Extract the first line through the line containing "I think the most" from the listing below, exactly as written.
━━━━━━━━━━━━━━━━
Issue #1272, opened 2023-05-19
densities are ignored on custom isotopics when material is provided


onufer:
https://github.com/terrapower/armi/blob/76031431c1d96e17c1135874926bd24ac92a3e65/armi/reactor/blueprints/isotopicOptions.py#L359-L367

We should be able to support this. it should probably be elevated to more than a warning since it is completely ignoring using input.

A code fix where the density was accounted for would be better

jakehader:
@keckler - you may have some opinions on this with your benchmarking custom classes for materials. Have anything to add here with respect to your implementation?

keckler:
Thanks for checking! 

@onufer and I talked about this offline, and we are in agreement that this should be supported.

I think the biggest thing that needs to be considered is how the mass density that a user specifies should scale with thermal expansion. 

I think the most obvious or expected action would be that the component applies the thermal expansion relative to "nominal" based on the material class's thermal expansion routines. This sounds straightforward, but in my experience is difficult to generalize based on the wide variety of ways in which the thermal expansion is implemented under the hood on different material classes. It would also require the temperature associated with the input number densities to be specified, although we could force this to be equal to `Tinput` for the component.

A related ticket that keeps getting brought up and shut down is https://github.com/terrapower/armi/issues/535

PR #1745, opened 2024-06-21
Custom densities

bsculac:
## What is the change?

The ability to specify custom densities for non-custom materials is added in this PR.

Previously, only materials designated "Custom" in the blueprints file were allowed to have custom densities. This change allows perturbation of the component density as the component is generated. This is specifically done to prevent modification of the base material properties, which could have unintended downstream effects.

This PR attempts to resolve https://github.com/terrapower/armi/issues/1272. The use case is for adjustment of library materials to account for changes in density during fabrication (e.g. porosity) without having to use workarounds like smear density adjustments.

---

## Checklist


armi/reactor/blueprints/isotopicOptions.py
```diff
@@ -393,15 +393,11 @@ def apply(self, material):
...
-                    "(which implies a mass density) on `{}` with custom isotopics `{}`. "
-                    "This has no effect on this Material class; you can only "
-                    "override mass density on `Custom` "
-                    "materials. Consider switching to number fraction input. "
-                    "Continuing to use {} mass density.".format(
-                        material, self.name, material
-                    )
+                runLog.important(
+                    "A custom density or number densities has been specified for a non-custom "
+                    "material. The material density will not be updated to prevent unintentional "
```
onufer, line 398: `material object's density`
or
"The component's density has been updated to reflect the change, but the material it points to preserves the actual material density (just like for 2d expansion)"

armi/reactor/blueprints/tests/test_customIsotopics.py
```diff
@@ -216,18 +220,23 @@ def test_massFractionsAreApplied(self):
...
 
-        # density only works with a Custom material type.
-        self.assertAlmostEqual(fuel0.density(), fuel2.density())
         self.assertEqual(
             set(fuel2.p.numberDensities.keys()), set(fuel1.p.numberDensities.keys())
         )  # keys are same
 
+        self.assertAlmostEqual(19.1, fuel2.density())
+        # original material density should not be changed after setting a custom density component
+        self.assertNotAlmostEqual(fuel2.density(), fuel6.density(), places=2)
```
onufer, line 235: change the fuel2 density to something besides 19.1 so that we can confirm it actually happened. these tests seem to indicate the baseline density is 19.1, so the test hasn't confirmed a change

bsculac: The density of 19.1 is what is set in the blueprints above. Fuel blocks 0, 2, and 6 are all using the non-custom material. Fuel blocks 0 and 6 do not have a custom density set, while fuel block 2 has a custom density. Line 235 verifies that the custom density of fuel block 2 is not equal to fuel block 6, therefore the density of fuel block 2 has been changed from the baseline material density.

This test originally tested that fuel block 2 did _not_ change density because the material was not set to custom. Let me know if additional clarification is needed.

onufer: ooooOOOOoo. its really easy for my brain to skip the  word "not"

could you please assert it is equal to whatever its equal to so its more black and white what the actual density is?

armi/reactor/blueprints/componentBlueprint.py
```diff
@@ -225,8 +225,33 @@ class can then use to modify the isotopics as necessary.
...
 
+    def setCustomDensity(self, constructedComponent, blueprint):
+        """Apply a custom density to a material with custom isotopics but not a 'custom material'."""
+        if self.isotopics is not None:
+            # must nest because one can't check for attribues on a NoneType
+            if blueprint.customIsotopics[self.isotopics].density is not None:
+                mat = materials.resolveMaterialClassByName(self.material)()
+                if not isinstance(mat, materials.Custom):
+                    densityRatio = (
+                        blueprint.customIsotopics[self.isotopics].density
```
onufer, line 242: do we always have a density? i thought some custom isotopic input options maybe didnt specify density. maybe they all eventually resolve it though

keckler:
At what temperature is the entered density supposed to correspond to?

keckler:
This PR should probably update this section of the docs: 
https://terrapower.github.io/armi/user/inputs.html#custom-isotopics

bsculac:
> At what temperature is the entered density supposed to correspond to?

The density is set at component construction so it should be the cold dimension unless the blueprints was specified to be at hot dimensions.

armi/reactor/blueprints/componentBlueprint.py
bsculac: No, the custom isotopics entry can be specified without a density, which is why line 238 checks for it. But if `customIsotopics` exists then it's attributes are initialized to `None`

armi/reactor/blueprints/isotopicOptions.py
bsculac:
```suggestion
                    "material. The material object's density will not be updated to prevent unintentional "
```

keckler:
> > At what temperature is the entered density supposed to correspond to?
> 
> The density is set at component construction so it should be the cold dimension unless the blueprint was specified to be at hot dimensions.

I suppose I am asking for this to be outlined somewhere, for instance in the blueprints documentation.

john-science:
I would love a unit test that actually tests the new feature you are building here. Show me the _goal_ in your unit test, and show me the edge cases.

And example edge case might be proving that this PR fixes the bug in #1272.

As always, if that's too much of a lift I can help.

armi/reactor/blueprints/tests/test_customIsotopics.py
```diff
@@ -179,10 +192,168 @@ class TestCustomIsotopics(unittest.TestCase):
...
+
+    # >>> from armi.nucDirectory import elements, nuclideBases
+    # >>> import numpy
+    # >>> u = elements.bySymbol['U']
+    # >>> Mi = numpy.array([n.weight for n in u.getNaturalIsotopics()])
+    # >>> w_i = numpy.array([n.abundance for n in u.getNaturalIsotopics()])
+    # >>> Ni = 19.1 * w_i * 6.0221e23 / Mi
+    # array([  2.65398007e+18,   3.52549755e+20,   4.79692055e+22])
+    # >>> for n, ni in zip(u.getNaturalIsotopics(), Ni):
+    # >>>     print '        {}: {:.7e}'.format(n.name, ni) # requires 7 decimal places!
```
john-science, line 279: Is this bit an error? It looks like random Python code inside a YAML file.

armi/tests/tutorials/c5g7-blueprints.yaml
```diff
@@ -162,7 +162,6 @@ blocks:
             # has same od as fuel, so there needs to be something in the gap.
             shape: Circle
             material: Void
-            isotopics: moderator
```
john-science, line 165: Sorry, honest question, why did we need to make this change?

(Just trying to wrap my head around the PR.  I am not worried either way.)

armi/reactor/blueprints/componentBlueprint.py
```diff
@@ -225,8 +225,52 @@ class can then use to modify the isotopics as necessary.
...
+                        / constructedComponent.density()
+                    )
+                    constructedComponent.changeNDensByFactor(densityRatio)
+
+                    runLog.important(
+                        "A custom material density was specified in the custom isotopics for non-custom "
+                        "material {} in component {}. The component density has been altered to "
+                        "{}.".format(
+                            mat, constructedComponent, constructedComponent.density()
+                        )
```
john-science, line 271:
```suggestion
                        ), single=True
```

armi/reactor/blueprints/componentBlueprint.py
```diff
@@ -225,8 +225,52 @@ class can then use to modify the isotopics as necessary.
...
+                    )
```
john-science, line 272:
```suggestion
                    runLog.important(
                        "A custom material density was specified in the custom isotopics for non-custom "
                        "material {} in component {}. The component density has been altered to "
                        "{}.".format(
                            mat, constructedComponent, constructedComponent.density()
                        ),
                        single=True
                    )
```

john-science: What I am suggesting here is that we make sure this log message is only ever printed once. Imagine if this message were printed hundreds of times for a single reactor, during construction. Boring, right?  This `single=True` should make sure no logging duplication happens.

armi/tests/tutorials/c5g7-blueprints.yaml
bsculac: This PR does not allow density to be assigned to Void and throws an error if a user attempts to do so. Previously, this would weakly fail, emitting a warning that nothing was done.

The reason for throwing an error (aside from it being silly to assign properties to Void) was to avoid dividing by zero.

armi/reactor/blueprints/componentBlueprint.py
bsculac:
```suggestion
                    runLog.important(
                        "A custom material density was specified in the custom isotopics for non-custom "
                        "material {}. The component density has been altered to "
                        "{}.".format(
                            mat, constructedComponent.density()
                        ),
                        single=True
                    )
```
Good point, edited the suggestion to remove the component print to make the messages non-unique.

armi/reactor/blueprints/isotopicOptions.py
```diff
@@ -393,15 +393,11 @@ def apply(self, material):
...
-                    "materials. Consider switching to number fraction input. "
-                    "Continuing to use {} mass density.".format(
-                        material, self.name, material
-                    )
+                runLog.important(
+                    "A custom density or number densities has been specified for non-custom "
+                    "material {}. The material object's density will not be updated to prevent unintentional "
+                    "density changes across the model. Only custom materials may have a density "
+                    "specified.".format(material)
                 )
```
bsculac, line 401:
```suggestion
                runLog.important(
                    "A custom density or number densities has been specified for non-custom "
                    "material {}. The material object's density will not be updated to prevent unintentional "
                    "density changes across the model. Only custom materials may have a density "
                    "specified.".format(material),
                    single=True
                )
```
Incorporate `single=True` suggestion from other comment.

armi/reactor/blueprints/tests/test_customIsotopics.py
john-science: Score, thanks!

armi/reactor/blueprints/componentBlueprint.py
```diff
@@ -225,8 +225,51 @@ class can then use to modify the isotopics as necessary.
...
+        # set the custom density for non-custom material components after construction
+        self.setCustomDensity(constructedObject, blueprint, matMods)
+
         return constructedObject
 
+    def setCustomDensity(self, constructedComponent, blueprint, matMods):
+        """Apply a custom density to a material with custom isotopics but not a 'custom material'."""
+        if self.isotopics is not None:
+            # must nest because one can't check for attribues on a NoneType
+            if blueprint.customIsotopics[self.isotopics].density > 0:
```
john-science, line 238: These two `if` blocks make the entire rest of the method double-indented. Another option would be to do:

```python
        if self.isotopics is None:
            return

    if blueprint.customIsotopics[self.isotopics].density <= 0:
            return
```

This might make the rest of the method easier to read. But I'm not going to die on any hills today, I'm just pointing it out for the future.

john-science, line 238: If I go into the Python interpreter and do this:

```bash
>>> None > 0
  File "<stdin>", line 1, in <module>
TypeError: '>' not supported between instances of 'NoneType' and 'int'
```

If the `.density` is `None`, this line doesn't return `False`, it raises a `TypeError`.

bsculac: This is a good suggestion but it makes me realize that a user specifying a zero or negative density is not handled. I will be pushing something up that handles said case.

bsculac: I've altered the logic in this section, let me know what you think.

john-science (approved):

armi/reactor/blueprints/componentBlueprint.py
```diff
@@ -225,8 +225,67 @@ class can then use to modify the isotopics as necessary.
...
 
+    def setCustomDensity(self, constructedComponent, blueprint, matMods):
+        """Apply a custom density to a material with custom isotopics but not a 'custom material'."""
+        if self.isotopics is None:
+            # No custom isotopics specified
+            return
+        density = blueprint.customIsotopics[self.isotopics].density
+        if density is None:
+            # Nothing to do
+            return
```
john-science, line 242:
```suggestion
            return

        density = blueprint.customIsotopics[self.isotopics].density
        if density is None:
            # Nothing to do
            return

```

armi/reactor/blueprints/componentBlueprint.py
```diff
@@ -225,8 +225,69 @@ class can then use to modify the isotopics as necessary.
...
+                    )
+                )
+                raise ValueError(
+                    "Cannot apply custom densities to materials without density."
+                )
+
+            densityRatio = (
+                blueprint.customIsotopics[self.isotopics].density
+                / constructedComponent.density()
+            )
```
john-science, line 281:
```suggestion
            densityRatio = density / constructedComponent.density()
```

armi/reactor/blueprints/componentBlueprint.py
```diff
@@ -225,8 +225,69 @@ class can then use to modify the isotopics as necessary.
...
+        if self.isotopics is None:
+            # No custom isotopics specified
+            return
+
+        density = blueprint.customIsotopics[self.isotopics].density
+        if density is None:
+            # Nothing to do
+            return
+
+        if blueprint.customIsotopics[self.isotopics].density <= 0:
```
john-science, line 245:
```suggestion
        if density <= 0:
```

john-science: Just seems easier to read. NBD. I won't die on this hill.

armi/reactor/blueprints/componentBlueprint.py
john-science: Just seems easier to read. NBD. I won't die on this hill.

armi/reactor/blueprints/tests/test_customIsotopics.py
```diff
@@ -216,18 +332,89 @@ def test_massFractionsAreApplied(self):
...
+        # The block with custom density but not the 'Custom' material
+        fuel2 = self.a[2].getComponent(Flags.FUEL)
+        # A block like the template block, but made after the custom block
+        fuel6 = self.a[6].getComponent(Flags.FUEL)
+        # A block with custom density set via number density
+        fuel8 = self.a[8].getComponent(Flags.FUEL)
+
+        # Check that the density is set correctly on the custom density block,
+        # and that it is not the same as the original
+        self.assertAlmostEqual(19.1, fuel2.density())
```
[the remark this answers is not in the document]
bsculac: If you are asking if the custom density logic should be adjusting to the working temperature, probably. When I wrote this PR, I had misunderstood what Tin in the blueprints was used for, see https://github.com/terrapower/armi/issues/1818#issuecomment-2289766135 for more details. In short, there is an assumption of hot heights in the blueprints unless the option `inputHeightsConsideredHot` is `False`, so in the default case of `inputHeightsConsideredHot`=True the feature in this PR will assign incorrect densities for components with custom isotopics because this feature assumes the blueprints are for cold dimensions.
━━━━━━━━━━━━━━━━
EXERCISE RESPONSE
Issue #1272, opened 2023-05-19
densities are ignored on custom isotopics when material is provided


onufer:
https://github.com/terrapower/armi/blob/76031431c1d96e17c1135874926bd24ac92a3e65/armi/reactor/blueprints/isotopicOptions.py#L359-L367

We should be able to support this. it should probably be elevated to more than a warning since it is completely ignoring using input.

A code fix where the density was accounted for would be better

jakehader:
@keckler - you may have some opinions on this with your benchmarking custom classes for materials. Have anything to add here with respect to your implementation?

keckler:
Thanks for checking! 

@onufer and I talked about this offline, and we are in agreement that this should be supported.

I think the biggest thing that needs to be considered is how the mass density that a user specifies should scale with thermal expansion. 

I think the most obvious or expected action would be that the component applies the thermal expansion relative to "nominal" based on the material class's thermal expansion routines. This sounds straightforward, but in my experience is difficult to generalize based on the wide variety of ways in which the thermal expansion is implemented under the hood on different material classes. It would also require the temperature associated with the input number densities to be specified, although we could force this to be equal to `Tinput` for the component.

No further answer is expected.